MUMBAI: On the occasion of the fifth anniversary of the 9/11 terror attacks, US broadcaster CBS will re-air the the Multi-Award Winning Program 9/11 on 10 September.
It will be updated to include new interviews and footage with many of the firefighters featured in the original presentation.
The show is an insider's account of the World Trade Center attack. The eyewitness story, which has aired twice before on CBS, has new interviews with many of the firefighters who were featured in the original program, discussing how their lives, families and the world have changed in the five years since the tragedy.
Two-time Oscar winner Robert De Niro returns as host of the programme, taking viewers back to Ground Zero five years later.
As with the previous airings, the broadcast of 9/11 will include information throughout the programme about how viewers can contribute to the Uniformed Firefighters Association Scholarship Fund to benefit all firefighters' families. Due to the sensitive content and graphic language that appears in parts of the program, the broadcast also will include both audio and visual warnings to viewers, as well as an introduction by De Niro alerting viewers to the content of the programme.
On Sept. 11, the Naudets and Hanlon were in lower Manhattan shooting a documentary on the Engine 7, Ladder 1 firefighters when Jules suddenly heard a roar from above and turned his camera upward. In doing so, he captured the only known video of the first plane striking the World Trade Center.

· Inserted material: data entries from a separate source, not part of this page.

PR #488, opened 2023-10-19
Improves telemetry bean exception handling

scottopell:
Each `Instance` creates and manages a `Telemetry` bean. This PR improves the error messages when the telemetry bean cannot be registered for whatever reason.

### DIFF
--- a/src/main/java/org/datadog/jmxfetch/Instance.java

Camera still rolling, Jules followed the firefighters into the heart of what would soon be known as Ground Zero. Gedeon also rushed to the scene with members of Ladder 1. Over the next several hours, the brothers captured extraordinary video unlike any broadcast since, including 75 minutes of footage from inside the North Tower as the rescue effort was underway and dramatic scenes of escape in the minutes before the building collapsed.